Find the highest graded student using Tuple Relational Calculus

database-theoryrelational-calculusrelational-theory

Suppose I have a table of students, containing their ID and their grade:

-----------------
| id  |  grade  |
-----------------
|  1  |    83   |
|  2  |    94   |
|  3  |    92   |
|  4  |    78   |

How do I write a Tuple Relational Calculus formula that refers to the student with the highest grade?

My attempt:

Thinking in terms of SQL, I would write a query that does a cartesian product of the table with itself, take every grade that is less than some other grade, and then subtract from the original table. However, in Tuple Relational Calculus, it's not possible to build sub-tables in sub-queries, which is why I'm stuck.

However, I've attempted something in this direction:

{ <id> | Ǝ grade1 ∈ students (id, grade) ⋀ Ǝ grade2 ∈ students (id, grade2) ⋀ grade1 > grade2}

I believe this would get me the lower grades, but how do I subtract this all from the original table of students? I'm not allowed to insert this statement into another TRC query.

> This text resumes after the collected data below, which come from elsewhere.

PR #686, opened 2024-04-01
Avoid to create config dir if not required

a1lu:
The config directory must only exist if `--remember` is set.

Otherwise croc only tries to read the config file on the returned path, that already could be `""` if 	`utils.GetConfigDir()` returns an error and if the config file does not exist during read, errors are already silently ignored. 

Edit: should fix https://github.com/schollz/croc/issues/681


schollz:
perfect, thanks!

PR #700, opened 2024-05-20
fix: establish encryption layer before transfering ip information

### LINKED ISSUE #597: Unencrypted "ips?" Message Leaks Information from the Sender Side
As a typical part of the Croc protocol (if no explicit `--ip` is passed), the receiver will ask the sender about its locally assigned IP addresses via the `ips?` message (croc.go:792). This message and its reply are sent unencrypted. I assume there is no encryption, because the receiver might still switch the connection to a direct one, without going through a public relay, and setting up the encryption context twice might add additional latency, or additional code complexity.

The message being unencrypted means, however, that the sender will send out cleartext information over the Internet, containing all locally assigned IP addresses. This might be an unexpected information leak for a range of users. It can reveal information about the structure of internal networks or otherwise offer information about the identity of the sender.

To fix this, the encryption layer should be established before any other data is transferred between sender and receiver.

schollz:
Fixes #597 

@mgerstner please review and advise

### DIFF
--- a/src/croc/croc.go
+++ b/src/croc/croc.go
@@ -81,6 +81,11 @@ type Options struct {
 	GitIgnore      bool
 }
 
+type SimpleMessage struct {
+	Bytes []byte
+	Kind  string
+}
+
 // Client holds the state of the croc transfer
 type Client struct {
 	Options                         Options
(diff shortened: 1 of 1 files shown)


schollz:
Fixes https://nvd.nist.gov/vuln/detail/CVE-2023-43618

PR #749, opened 2024-07-03
Refactor tcp

Ozoniuss:
I'm still working on #743, but while trying to figure out if the change works in all cases (still not 100% convinced I fully understand what happens when the sender starts a local relay, and haven't yet considered peer discovery), I saw some potential stylistic improvements for the TCP implementation. This PR does not change any functionality, and is mostly focused around the configuration of the TCP listener. Each individual commit will describe the change in more detail.

I also added a diagram for what I think happens when connecting to the local relay. I drew it for myself initially, but thought it might help other contributors.

Let me know if you like the refactor and want me to extend it further (e.g. refactor the `Run` function completely, or tests) The way I wrote the refactor was meant to change the least amount of files possible.

Tests pass on linux. On windows they fail on the main branch too, probably because the networking is implemented differently.


Ozoniuss:
Should be ready, the only functional change is room removal (using different constructs, it's supposed to work the same). But I have some free time tomorrow, can test the new version in more network conditions than just local, just to be extra sure nothing breaks. I'll let you know once I've done that

Ozoniuss:
Given the room stopping isn't actually called, I think this change should be functionally equivalent to the previous code and is ready to be merged. I'd still keep the deletion mechanism, since I believe it would work for shutting down gracefully that goroutine, when that would be implemented. I also added some debug logs for the cleanup.

PR #753, opened 2024-07-09
Add receiving on Linux and classic mode to README

clemisch:
This adds a mention of receiving on Linux and `--classic` mode to the README.


clemisch:
It may be better longterm to add separate sections about `--classic` mode and Linux behavior. I didn't want to make too large of a change / clutter the README. Now it at leasts mentions classic mode somewhere with a link to the CVE.

PR #757, opened 2024-07-22
Avoid leaking process using pipe (echo secret |)

01-1:


01-1:
Forgot to merge latest commit

x64x2 (approved):

PR #758, opened 2024-07-22
Use echo + pipe to avoid leaking secret in process name

01-1:
Using `echo [secret] | croc` avoids leaking the secret via process name, and is more concise than using an environment variable. (Additionally, exporting an environment variable still has the risk of leaking the secret if the user runs another program )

Thanks in advance for your help!

Best Answer

Given the schema Students(id:integer,grade:integer), you can solve the problem in tuple relational calculus by using the negation operator (¬).

{T1.id | ∃T1 ∈ Students ¬(∃T2 ∈ Students (T2.grade > T1.grade))}

This would return the id of all students in T1 where there is no student in T2 with a higher grade.

Because T1 and T2 are from the same relation, this effectively returns the set of students with the top grade.

If there are no ties for the top grade, it will return just one id.

It looks like you were thinking in terms of relational algebra rather than tuple relational calculus.

Tuple relational calculus does not have a set difference operator, so you can't find the maximum by subtracting all non-maximums.

Reference

The Solutions Manual for the third edition of Database Management Systems by Ragu Ramakrishnan and Johannes Gerke helped me solve this.

Question 4.3 asks you to solve some problems using this schema:

Suppliers(sid:integer,sname:string,address:string)
Parts(pid:integer,pname:string,color:string)
Catalog(sid:integer,pid:integer,cost:real)

Question 4.3.11 is similar to yours.

Find the pids of the most expensive parts supplied by suppliers named Yosemite Sham.

The solution looks like this:

{T | ∃T1 ∈ Catalog(∃X ∈ Suppliers
(X.sname = 'Yosemite Sham' ∧ X.sid = T1.sid) ∧ ¬(∃S ∈ Suppliers
(S.sname = 'Yosemite Sham' ∧ ∃Z ∈ Catalog
(Z.sid = S.sid ∧ Z.cost > T1.cost))) ∧ T.pid=T1.pid)}

The solution here is more complicated because of the joins between Suppliers and Catalog, but the essence of the solution is the same.

Elide the joins to get this:

T1 ∈ Catalog ...
(... ¬(... ∃Z ∈ Catalog
(... Z.cost > T1.cost)))

In the reference solution, free variable T has the same pid as bound variable T1.

Taking the pid of T1 directly is a simpler way to get the same result.